The Company shall be relieved from its contractual obligations to the extent that their performance is prevented by, or their non-performance results wholly or partly, directly or indirectly from the act, neglect, or default of the Customer, including any breach by the Customer of these Standard Terms, or by storm, flood fire , explosion, breakdown or failure of plant and/or machinery, riot, civil disturbance, industrial dispute, labour disturbance or cause beyond the reasonable control of the Company.



10.1        Each exclusion or limitation in these Standard Terms exists separately and cumulatively.

10.2        When reasonably necessary and at the discretion of the Company the Goods may be carried, stored or handled with other compatible goods or transferred between stores.

10.3        Any notice or statement of account given by the Company to the Customer shall be duly given if left at or sent by first class post to the last known address of the Customer or by facsimile to the last notified number and such notice or account shall if posted be deemed to have been given 2 working days after posting and, if by facsimile, the next working day.

10.4        The Customer shall be deemed to have guaranteed to the Company the accuracy, at the time the Goods were taken in charge by the Company of all the particulars relating to the general nature of the Goods, their marks, number, weight, volume and quantity and, if applicable, to the dangerous character of the Goods, as furnished by him or on his behalf.

10.5        Except to the extent that the Company is liable according to the provisions of these Standard Terms, the Customer shall indemnify the Company for all liability incurred in the performance of the Warehousing Services hereunder.

10.6        The Customer shall be liable to the Company for all loss or damage, costs, expenses and official charges resulting from the Customer’s inaccurate or incomplete information or instructions or the handing over by the Customer or any person acting on his behalf to the Company or to any other person to whom the Company may become liable, of Goods having caused death or personal injury, damage, environmental damage or any other type of loss.



Unless otherwise agreed, these Standard Terms shall be governed, construed an interpreted in accordance with Maltese Law.



Any dispute arising under these Standard Terms shall be referred to arbitration in Malta, one arbitrator to be nominated by the Freight Forwarder and the other by the Customer, and in case the arbitrators shall not agree, then to the decision of an Umpire to be appointed by them.
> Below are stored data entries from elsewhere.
PR #2930, opened 2021-04-13
Upgrade to Mapbox Maps v10.0.0-beta.18, Mapbox Navigation Native v48.0.4 and Mapbox Common v11.0.2.

MaximAlien:
### Description

Upgraded dependencies to Mapbox Maps `v10.0.0-beta.18`, Mapbox Navigation Native `v48.0.4` and Mapbox Common `v11.0.2`.

Upgrade also fixes:
- https://github.com/mapbox/mapbox-navigation-ios/issues/2818

PR #2952, opened 2021-04-24
Address history dumping related feedback.

MaximAlien:
### Description

PR addresses feedback from https://github.com/mapbox/mapbox-navigation-ios/pull/2930.

### DIFF
--- a/Sources/MapboxCoreNavigation/CoreNavigationNavigator.swift
+++ b/Sources/MapboxCoreNavigation/CoreNavigationNavigator.swift
@@ -22,19 +22,23 @@ class Navigator {
     static var tilesURL: URL? = nil
     
     /**
-     Path to the file where history could be stored when `Navigator.dumpHistory(_:)` is called.
+     Path to the directory where history file could be stored when `Navigator.writeHistory(completionHandler:)` is called.
      */
-    static var historyFilePath: URL? = nil
+    static var historyDirectoryURL: URL? = nil
     
     /**
-     Store history to the file stored in `Navigator.historyFilePath` and asynchronously run a callback
-     when dumping finishes.
+     Store history to the directory stored in `Navigator.historyDirectoryURL` and asynchronously run a callback
+     when writing finishes.
      
-     - parameter completion: A block object to be executed when history dumping ends.
+     - parameter completionHandler: A block object to be executed when history dumping ends.
      */
-    func dumpHistory(_ completion: @escaping (String?) -> Void) {
+    func writeHistory(completionHandler: @escaping (URL?) -> Void) {
         historyRecorder.dumpHistory { (path) in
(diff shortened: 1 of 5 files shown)


Sources/MapboxCoreNavigation/CoreNavigationNavigator.swift
```diff
@@ -22,19 +22,23 @@ class Navigator {
     static var tilesURL: URL? = nil
     
     /**
-     Path to the file where history could be stored when `Navigator.dumpHistory(_:)` is called.
+     Path to the directory where history could be stored when `Navigator.writeHistory(completionHandler:)` is called.
```
MaximAlien: We actually need directory, not file in this case.

Sources/MapboxCoreNavigation/CoreNavigationNavigator.swift
```diff
@@ -22,19 +22,23 @@ class Navigator {
...
+     when writing finishes.
      
-     - parameter completion: A block object to be executed when history dumping ends.
+     - parameter completionHandler: A block object to be executed when history dumping ends.
      */
-    func dumpHistory(_ completion: @escaping (String?) -> Void) {
+    func writeHistory(completionHandler: @escaping (URL?) -> Void) {
         historyRecorder.dumpHistory { (path) in
-            completion(path)
+            if let path = path, let historyFileURL = URL(string: path) {
```
1ec5, line 37: Does the original string contain a file: URL or a file path?

```suggestion
            if let path = path, let historyFileURL = URL(fileURLWithPath: path) {
```

1ec5 (approved):

Sources/MapboxCoreNavigation/CoreNavigationNavigator.swift
MaximAlien: `fileURLWithPath` works fine as well.

Sources/MapboxCoreNavigation/CoreNavigationNavigator.swift
```diff
@@ -107,7 +111,7 @@ class Navigator {
                                                 config: NavigatorConfig(),
                                                 customConfig: customConfig)
         
-        historyRecorder = HistoryRecorderHandle.build(forHistoryFile: Navigator.historyFilePath?.absoluteString ?? "", config: configFactory)
+        historyRecorder = HistoryRecorderHandle.build(forHistoryFile: Navigator.historyDirectoryURL?.absoluteString ?? "", config: configFactory)
```
bamx23, line 114: @MaximAlien It should be `Navigator.historyDirectoryURL?.path`, not `Navigator.historyDirectoryURL?.absoluteString`. `url.absoluteString` returns a string in format `file:///...`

The award of the Arbitrators or the Umpire shall be final and binding on both parties.

If either of the appointed arbitrators refuses to act, or is incapable of acting, or dies, the party who appointed him may appoint another arbitrator in his place.

If one party fails to appoint an arbitrator, either original, or by way of substitution as aforesaid, for seven working days, having appointed his arbitrator, has served the party making default with notice to make the appointment, the party who has appointed the arbitrator may appoint that arbitrator as sole arbitrator in the reference and his award shall be binding on both parties as if he had been appointed by consent



If the services provided by the Company to the Customer include Freight Forwarding Services then these Standard Terms shall apply solely to Warehousing Services whilst the Standard Terms for Freight Forwarding Services shall apply to the Freight Forwarding Services and all ancillary services.

If the services provided by the Company to the Customer, consist solely of Warehousing Services then these Standard Services shall apply to the Warehousing Services and all ancillary services.